The effects of lower oil prices are far-reaching, varied and still hotly debated.
The behaviour of capital markets over the past few months in particular suggests prices are widely seen as reflecting a persistent deficiency in global demand, rather than an ongoing gift to those more likely to consume.
Oil’s impact on inflation and, therefore, prospective interest rates is perhaps where the prevailing debate has become most muddled.
It is again a well-established empirical fact that the effects of commodity prices on both core and headline inflation tend to be transitory in nature.
The effects of last year’s declines, in particular for oil, are already in the process of washing through the figures.

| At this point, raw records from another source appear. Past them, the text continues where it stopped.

Issue #2109, opened 2016-12-02
When using an offline cache, yarn upgrade adds the new package to the cache but does not remove the old one


rmacklin:
**Do you want to request a *feature* or report a *bug*?**

Bug

**What is the current behavior?**

If you're using an in-repo offline cache (https://yarnpkg.com/blog/2016/11/24/offline-mirror), when you run `yarn upgrade <package>`, the new version of `<package>` will be added to the offline cache, but the old version won't be removed (even if it is not used by any other packages). It should be removed, so that manual deletion is not required to prevent the cache from growing to contain many unused packages over time.

**If the current behavior is a bug, please provide the steps to reproduce.**

Reproduction repository: https://github.com/rmacklin/yarn-issue-2109-repro

Steps to reproduce:

1. `git clone git@github.com:rmacklin/yarn-issue-2109-repro.git`
2. `cd yarn-issue-2109-repro`
3. `node yarn-0.17.10.js upgrade left-pad`
4. Observe:

This added a new, untracked tarball for the new version of `left-pad` in the
cache:

```
On branch master
Changes not staged for commit:
  (use "git add <file>..." to update what will be committed)
  (use "git checkout -- <file>..." to discard changes in working directory)

	modified:   package.json
	modified:   yarn.lock

Untracked files:
  (use "git add <file>..." to include in what will be committed)

	npm-packages-offline-cache/left-pad-1.1.3.tgz

no changes added to commit (use "git add" and/or "git commit -a")
```

However, the old `npm-packages-offline-cache/left-pad-1.1.2.tgz` tarball was _not_ removed even though it's no longer used. This means that it has to be manually deleted (an easy step to forget) in order to prevent the offline cache from growing to contain many unused packages over time.

**What is the expected behavior?**

The old, unused tarball should be removed, so that people don't have to remember to remove it from the repo. It would be fine if this behavior is behind an option or a .yarnrc setting.

**Please mention your node.js, yarn and operating system version.**

Node v6.2.0, yarn v0.17.10, Mac OSX 10.9.5

bestander:
This was intentional for a monorepo when the offline cache is shared between multiple package.json/yarn.lock files.
I understand your concern, yarn should probably have a command or setting that would clean up orphan files from monorepo.
PR and discussion is welcome.

In the meantime cleanup can be done with a very basic script that parses yarn.lock file.

talaviss:
[...]

PR #2836, opened 2017-03-05
Add optional offline mirror pruning

dguo:
**Summary**

This change is an implementation of yarnpkg/rfcs#49, which stems from #2109.

**Test plan**

I tested the feature locally with two scenarios where `.yarnrc` has `yarn-offline-mirror-pruning` set to `true`:

* Upgrading a package:
    * `$ yarn add is-positive-integer@1.0.0`
    * Check that the offline mirror has the `is-positive-integer` tarball, along with all its dependencies
    * `$ yarn upgrade is-positive-integer@1.1.1`
    * Check that the offline mirror only has the new version of `is-positive-integer`, which doesn't have any dependencies
* Removing a package:
    * `$ yarn add left-pad right-pad`
    * Check that the offline mirror has both the `left-pad` and `right-pad` tarballs
    * `$ yarn remove left-pad`
    * Check that the offline mirror only has `right-pad`

I also added two Jest test cases, one for upgrade and one for remove. They verify that sub-dependencies are also pruned.

For documentation, I'd be happy to submit a pull request for that as well, but I don't see any for the offline mirror feature on the main Yarn website. I've just been referencing [this blog post](https://yarnpkg.com/blog/2016/11/24/offline-mirror/).


src/cli/commands/install.js
```diff
@@ -572,14 +572,44 @@ export class Install {
...
+    const mirror = this.config.getOfflineMirrorPath();
+    if (!mirror) {
+      return;
+    }
+
+    const requiredTarballs = new Set();
+    for (const dependency in lockfile) {
+      const resolved = lockfile[dependency].resolved;
+      if (resolved) {
+        requiredTarballs.add(resolved.split('#')[0]);
```
dguo: I'm not sure if it is okay to depend on the format of `resolved` like this.

bestander: The tests would fail if there are breaking changes.
I suppose it should be fine.

bestander:
Looks nice, how about a test for add command as well?

bestander:
Tests seem to fail for some other reason

dguo:
Yep, I considered adding a test for add as well, but I couldn't come up with a situation where pruning would apply. Maybe there's some uncommon semver combination that I haven't thought of? If not, should I just copy over the upgrade test fixture and use that? So it would simulate:
`$ yarn add dep-a@1.0.0`
`$ yarn add dep-a@1.1.0`

The tests fail for me locally as well, but the last I tried, the same tests failed on the master branch. I attributed the failures to flakiness, but would you like me to dig into them?

bestander:
I think you are right, `add` that would cause package remove is only when a package already exists and gets updated.
RE tests, seems like it is flakiness

bestander:
@dguo, could you rebase please?
And also could you send a PR to the docs website?
Otherwise no one will ever know about this feature.

dguo:
Sure, I can rebase tonight when I'm at my computer again.

I'm happy to send a PR for docs, but I didn't see an existing section on
the website for the offline mirror feature. Could you point me to the right
place?

On Mar 7, 2017 10:16 AM, "Konstantin Raev" <notifications@github.com> wrote:

@dguo <https://github.com/dguo>, could you rebase please?
And also could you send a PR to the docs website?
Otherwise no one will ever know about this feature.

—

<https://github.com/yarnpkg/yarn/pull/2836#issuecomment-284750142>, or mute
the thread

bestander:
I think we only have a bog post
https://yarnpkg.com/blog/2016/11/24/offline-mirror/

Would you create a new section in the Docs please?
We'll convert the blog post into the doc after that.

dguo:
Ok, it's rebased, the tests passed, and I submitted yarnpkg/website#409 for the docs.

bestander:
Great job on pushing through the whole feature from RFC to great implementation with tests and docs, @dguo!

dguo:
Thank you!

rmacklin:
Wow, awesome! I'm participating in a hackathon today and this was actually the first thing I was gonna work on (I submitted the original issue), but I'm happy to see it's already done. Thanks @dguo!

Also, re: the tests and not having a test for `add`, I think there's an untested case we may want to cover. Suppose a team has been using yarn with an offline mirror for a while prior to the addition of this feature. Once they enable pruning, unless they had been manually pruning before, there will still be unused tarballs in the offline mirror. At that point, they should run `yarn` with no arguments (or equivalently `yarn install`) to prune all those unused tarballs, so that future add/remove/upgrade commands don't get mixed in with unrelated pruning.

So, I think it'd be good to add a test case for this scenario: start with a lockfile and a mirror that has more tarballs than what's in the lockfile, run `yarn` with no arguments (i.e. `yarn install`), verify that the unused tarballs were pruned. I've done that here: https://github.com/yarnpkg/yarn/pull/2880

We _could_ also add a similar test for running `add`, `remove`, and `upgrade` when the offline mirror already contains unused tarballs unrelated to the package that was added/removed/upgraded (we'd expect them to be pruned), though that may be overkill (if we don't think it's overkill, I can add those tests to the PR).

rmacklin:
Is there any chance this could make it into a (pre-)release soon?

bestander:
Yeah, we'll cut the branch mid next week

rmacklin:
Awesome, and thanks for the speedy reply!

Unless oil prices sink to levels materially below those seen in the market today, their impact on inflation data from here is likely to be neutral to positive over the next year or so.
Both the lagged effect on global growth and the transitory impact on inflation data are important considerations in the context of our thoughts on capital markets too.
The first effect of falling oil prices on the quoted corporate sector is negative. There are simply more companies in the stock market that suffer an immediate earnings hit from lower oil prices than those that benefit.
The picture including energy and materials is obviously worrying. Declining revenues amid cries that profit margins can go no higher are surely a justifiable cause for concern.
However, if you exclude these sectors, the growth rate looks much less alarming if still a little subdued relative to history.
Much as with equity markets, falling oil prices have a range of effects on the bond market. In the government space, the resulting subdued inflation data, though transitory, has helped yields to stay low.
Similarly, the bond market has been the most obvious beneficiary from the way in which falling oil prices have slotted so neatly into narratives around secular stagnation and persistent wider disinflation/deflation.
Parts of the corporate credit complex have suffered, particularly energy credits.
The decline in risk appetite, in part resulting from the fall in oil prices, linked in turn to fears about slowing Chinese economic growth and its ramifications, has seen spreads widen in other parts of the US high-yield complex.
Much as with the equity market, this has provided us with an interesting investment opportunity in our view.
Yields in some parts of the high-yield complex are now consistent with a level of implied defaults that look excessively conservative in the context of our expectation of improving US economic growth.